FG-132
Adaptive Energy Forecasting and Information Diffusion for Smart Power Grids
Scalable Regression Tree Learning on Hadoop using OpenPlanet
Large scale data analytics
Project Details
- Project Lead
- Yogesh Simmhan
- Project Manager
- Yogesh Simmhan
- Project Members
- Alok Gautam Kumbhare, Charith Wickramaarachchi, Nam Ma, Hsuan-Yi Chu
- Supporting Experts
- Bingjing Zhang
- Institution
- University of Southern California, Computer Engineering Division
- Discipline
- Electrical and Related Engineering (106)
- Subdiscipline
- 11.04 Information Sciences and Systems
Abstract
The pervasive deployment of environmental sensors and instruments that monitor natural and human activities are leading to the generation of large data sets at fine granularities of time and space. Science and eEngineering applications can shift from a modeling and empirical testing of hypothesis approach to defining predictive models based on current and historical information. Such data analytics applications for eScience and eEngineering leverage data mining and machine learning methods to analyze large scale information to support research, development and even operations. However, such applications are data and compute intensive, and the changing nature of data requires them to run often. In this project, we propose to develop and scale machine learning algorithms onto elastic Cloud infrastructure to build predictive models of power forecast in smart electricity grids. These models can subsequently be used to make realtime predictions of energy usage at campus and city scales for energy conservation and planning. Programming models such as Map-Reduce/Hadoop and DAGs will be used to describe these applications and execute them on public Cloud platforms such Eucalyptus to evaluate their efficacy for both static and streaming datasets.
Intellectual Merit
Large scale data mining and machine learning are compute and data intensive but are less studied for executing on distributed systems, limiting users to run them run on smaller samples of dataset to fit single machines even though larger datasets are available. Most algorithms that are ported to the Cloud are inherently loosely coupled, but several commonly used modelling techniques are not naively loosely-coupled. We will study scalable machine learning models for classification, such as regression trees and ANN, that use novel algorithms or mapping techniques for scalable execution on the Cloud.
Broader Impacts
The result of our work will allow for a broader and more effective use of data mining for eScience and eEngineering.
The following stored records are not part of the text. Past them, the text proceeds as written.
PR #720, opened 2019-07-16
feature/small-fixes-nino

NinoRy:


modules/BillingBase/Entities/SettlementRun.php
```diff
@@ -92,9 +92,9 @@ public function set_index_delete()
         return $this->index_delete_disabled;
     }
 
-    public function created_at_toDateString()
+    public function executed_at_toDateString()
     {
-        return $this->created_at->toDateString();
+        return $this->executed_at->toDateString();
```
cschra: this can be done natively by laravel with property $casts -> see [here](https://laravel.com/docs/5.8/eloquent-mutators#attribute-casting)

PR #163, opened 2026-09-19
Perf: avoid repeated combine readiness scans

nguyenyou:
Replace the full readiness scan on every parent event with a missing-input counter. Preserve failure handling, cached values across restarts, duplicate parent positions, and transaction batching; add regression coverage for these cases.

Local `fullOptJS` benchmarks in Chrome 153 (median of five rounds):

| Inputs | Start, emit first values, stop | Steady update |
| --- | --- | --- |
| 256 | 86.3 → 41.2 µs (52% less time) | 2.15 → 1.79 µs (16% less) |
| 2,000 | 2,875 → 332 µs (88% less) | 15.8 → 13.3 µs (16% less) |

Two-input performance was essentially unchanged. Synthetic measurements, not application-wide speedups.

Validation: `scalafmtAll`; full suites passed on Scala 2.13 and Scala 3 using Bun with jsdom browser APIs.


raquo:
Man you're on a roll. That's great, thanks. 👍

PS: our public API caps out at 22 inputs, I want to have a talk with anyone doing 2000 :)

PR #164, opened 2026-09-19
Perf: release cleanup callbacks after subscription teardown

nguyenyou:
Replace a subscription's cleanup callback with a shared no-op before invoking it, so retained dead handles no longer keep captured resources alive. Preserve the double-kill/reentrancy guard. The throwing-cleanup test is defensive coverage for misuse outside the documented contract.

Local `fullOptJS` heap benchmark in Chrome 153: retaining 2,000 killed observer subscriptions, each originally referencing a signal with a 1,024-element numeric array, retained **11.1 MB → 0.17 MB** after forced GC. Both individual and owner-driven cleanup showed the reduction. This measures retained dead handles, not total application heap. Lifecycle CPU measurements stayed within ±1%.

Validation: `scalafmtAll`; full `+test` on Scala 2.13 and Scala 3 using Bun with jsdom browser APIs.


raquo:
Nice 👍

Your benchmarks retain the references to the killed subscriptions, right?

I expect GC to collect everything if you don't explicitly retain references to subscriptions. If that's not the case, I would like to investigate further.

This is a good change either way, just want to make sure that there isn't a deeper/sibling issue where Subscription-s themselves are retained past our need for them.

nguyenyou:
Yes, the benchmark deliberately retains the killed subscriptions. Once those references are released, GC reclaims the payload even without this change. We saw no separate subscription-retention issue in these tests.

PR #165, opened 2026-09-19
Perf: reduce batched Var validation allocations

nguyenyou:
Use native `JsSet` to detect duplicate underlying Vars before batched writes, avoiding copied tuples and Scala-set allocations. Derived Vars still resolve to their underlying SourceVar. Uses the existing `ew` dependency; no persistent state or early-exit logic.

`JsSet` compares object identity. Built-in SourceVars already use identity equality; custom subclasses overriding `equals`/`hashCode` will now be compared by identity too.

Local `fullOptJS` benchmark: Scala 3.9.0, Scala.js 1.22.0, Chrome 153, macOS arm64. Repeated `Var.set` on unobserved Vars with preconstructed arguments; original upstream → this change:

| Vars/batch | µs/batch | Sampled bytes/batch |
| --- | --- | --- |
| 2 | 0.206 → 0.171 | 918 → 710 |
| 8 | 3.018 → 0.447 | 4,282 → 1,190 |
| 64 | 24.292 → 2.960 | 34,367 → 5,822 |
| 512 | 208.203 → 23.291 | 263,919 → 43,276 |

CPU: medians of six warmed rounds with rotated/reversed variant order. Allocation: medians of three rotated rounds after 10,000 warmup batches, measuring 20,000 batches (2,500 at size 512). Sampled allocation estimates, not retained heap; synthetic Chrome results, not application-wide claims.

Validation: `scalafmtAll`; full `+test` on Scala 2.13.18 and Scala 3.9.0 using Bun with jsdom browser APIs (399 + 428 tests passed).


raquo:
If you have the benchmark setup handy, could you please try collecting into a [JsSet](https://github.com/raquo/ew/blob/master/src/main/scala/com/raquo/ew/JsSet.scala)? Or into scalajs js.Set. Might need a bit of extra glue code, but I have a hunch that native JS structures could be more efficient. I try to use them for private structures.

nguyenyou:
Thanks for the tip! Tried `JsSet`—larger batches run ~88% faster with ~82% less allocation. Tests pass, and I’ve updated the PR with the results and a note about identity equality.

raquo:
Awesome. I've expanded this pattern to cover all previous usages of hasDuplicateTupleKeys as well.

We will apply the tools and algorithms we develop to the smart power grid domain for energy use forecasting, but the machine learning algorithms will themselves be generally applicable. All our research and development will be publicly available and the research results published in workshops and conferences for access by the broader community.
Scale of Use
We expect to use a few VMs for regular (daily) experiments and 100's of VMs for testing scalability once a week.